The large vessel’s dark form was massive, eldritch, as it loomed off the Cushing’s port bow in the flash-lit darkness. This was the Hiei. The recognition of the battleship spread down the van, from the Cushing to the Laffey to the Sterett to the O’Bannon. Parker came right, with his crews swinging the rudder by hand, and fired six torpedoes by local control. The range to their big target was about twelve hundred yards—too close to miss, but also too close for the torpedoes to arm themselves en route. A destroyer’s life expectancy within hailing distance of a battleship was short. The Hiei’s secondary guns and several destroyers tore into the Cushing, landing accurate fire on each of her gun mounts, and blasting her engineering plant with medium-caliber ordnance. She shook from the impact of hits from ships all around her, and very quickly her loss of steam power was complete. The other ships of the van, passing her on both sides, carried the battle forward, moving in and among Abe’s ships. Lieutenant Julian Becton, the executive officer of the Aaron Ward, wrote, “It was disorganized. It was individual, with every ship for herself. Perhaps if Tennyson had seen it he would have called it magnificent.”

The Laffey now found herself leading the American van. Tom Evins, her torpedo officer, was deafened by the ship’s battery as it fired on a destroyer ahead—“a roar so constant as to create the impression that there was no noise at all.” Though the ship had ridden in Scott’s van at Cape Esperance, each battle seized the mind in unique ways. For the sailors in the Laffey, that signature image was the Hiei, closer to hand now than anyone might ever have wished. The great vessel’s proximity registered stunningly on Evins through the time-slowing numbness of five senses strained by overload. “There, bearing down on us on a collision course from the port side, was what seemed to be the biggest manmade object ever created,” he said.

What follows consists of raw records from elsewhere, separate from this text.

PR #2372, opened 2020-02-11
Migrate Entity Pagination; closes #2356.

### LINKED ISSUE #2356: Migrate Entity Pagination
The EntityPagination component is an adapter component for controlling pagination (duh) and is controlled by the per page control from the entity list filter bar component

- see `assets\ZZZ\components\ui\entity-pagination`

- convert to use https://ant.design/components/pagination/

- convert to TS

- move to `assets\src\application\ui\layout`

nicolad:
- closes https://github.com/eventespresso/event-espresso-core/issues/2356
- see assets\ZZZ\components\ui\entity-pagination
- convert to use https://ant.design/components/pagination/
- convert to TS
- move to assets\src\application\ui\layout


assets/src/application/ui/layout/entityList/pagination/useEntityPagination.js
```diff
@@ -14,24 +14,22 @@ const EMPTY_ARRAY = [];
  *                  - setCurrentPage - callback for changing currentPage
```
nicolad: I kept this file around because there might be some logic extraction needed.

assets/src/application/ui/layout/entityList/pagination/usePaginationConfig.js
```diff
@@ -0,0 +1,26 @@
+/**
```
nicolad: Same as the file above :point_up:

nicolad: Also we might extract `onChange` logic here from pagination if it will became complex.

assets/src/application/ui/layout/entityList/pagination/EntityPagination.tsx
```diff
@@ -0,0 +1,33 @@
...
+
+/**
+ * Adds pagination to an "EntityList" component
+ * @return EntityPagination
+ */
+const EntityPagination = ({
+	current,
+	onChange,
+	pageSize = 10,
+	pageSizeOptions = ['10', '20', '30', '40'],
```
tn3rb: I know it's unconventional, but can we use the same options as EDTR v1 plz? ie: 6, 12, 24, 48
those are all more divisable than multiples of 10.
for example, other than 6, the other numbers (12, 24, & 48) can all divide neatly into 2, 3, or 4 columns, whereas 10s can only fit into 2 or 5

assets/src/application/ui/layout/entityList/pagination/EntityPagination.tsx
```diff
@@ -0,0 +1,33 @@
...
+	return (
+		<div className='ee-entity-pagination'>
+			<Pagination
+				current={current}
+				onChange={onChange}
+				pageSize={pageSize}
+				pageSizeOptions={pageSizeOptions}
+				showTotal={showTotal}
+				total={total}
+			/>
```
tn3rb: should add a `{...rest}` prop to this so that we can utilize other props from here: https://ant.design/components/pagination/#API

assets/src/application/ui/layout/entityList/pagination/usePaginationConfig.js
```diff
@@ -0,0 +1,26 @@
...
+ * @return {Object} - pagination config
+ */
+const usePaginationConfig = (paginationConfig) =>
+	useMemo(() => {
+		const defaultConfig = {
+			labels: {
+				first: _x('First', 'First thing in list', 'event_espresso'),
+				last: _x('Last', 'Last thing in list', 'event_espresso'),
+				prev: _x('Prev', 'Previous thing in list', 'event_espresso'),
+				next: _x('Next', 'Next thing in list', 'event_espresso'),
```
tn3rb: Is this being used still?
More importantly, can this even be changed on the AntD pagination component?
I'm not seeing that in their API.

If we are not or can not use this, then might as well get rid of it

assets/src/application/ui/layout/entityList/pagination/useEntityPagination.js
tn3rb: we will need this for tracking state for paginated lists no?

assets/src/application/ui/layout/entityList/pagination/EntityPagination.tsx
nicolad: Thx for explanation, updated: https://github.com/eventespresso/event-espresso-core/pull/2372/commits/67d37e6a72c897ec6f13e5404fbf4d19951d525b

assets/src/application/ui/layout/entityList/pagination/EntityPagination.tsx
nicolad: The initial thought was to have more visibility/ control on what we need and do pass to pagination and add as needed, not a biggie; updated as required: https://github.com/eventespresso/event-espresso-core/pull/2372/commits/98dad297cd2b67e4ff76222a0a0ad7c319abb532

assets/src/application/ui/layout/entityList/pagination/usePaginationConfig.js
nicolad: Got rid of that.
Was hesitant on throwing away that, thought that maybe there is a possibility to extract some ~~juice~~ code

assets/src/application/ui/layout/entityList/pagination/useEntityPagination.js
nicolad: yup, there is `onChange` prop that we might need to use at some point, this is why I left this file;
for sure it will need to be refactored, so I didn't touch anything yet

Richard Hale, the pointer in gun two, was startled to see the battleship’s bridge and superstructure through his pointer’s scope. “It was so close we could throw hand grenades and hit it.” The five-inch guns trained out and started a brisk cadence, joined soon, Hale recalled, by the chattering twenties. “The flight of our shells to the target was instantaneous,” he wrote. “We saw them penetrate their bulkheads and explode inside.”

“She was only about a thousand yards away, and there was clearly not a second to lose,” said Tom Evins. “It seemed like an eternity before I was able to launch our single spread of five gas-operated steel fish. Meanwhile the great battleship came relentlessly on, as if to crush us.” The effect from the destroyer’s point of view was like the head of a great ax slicing toward them through the water.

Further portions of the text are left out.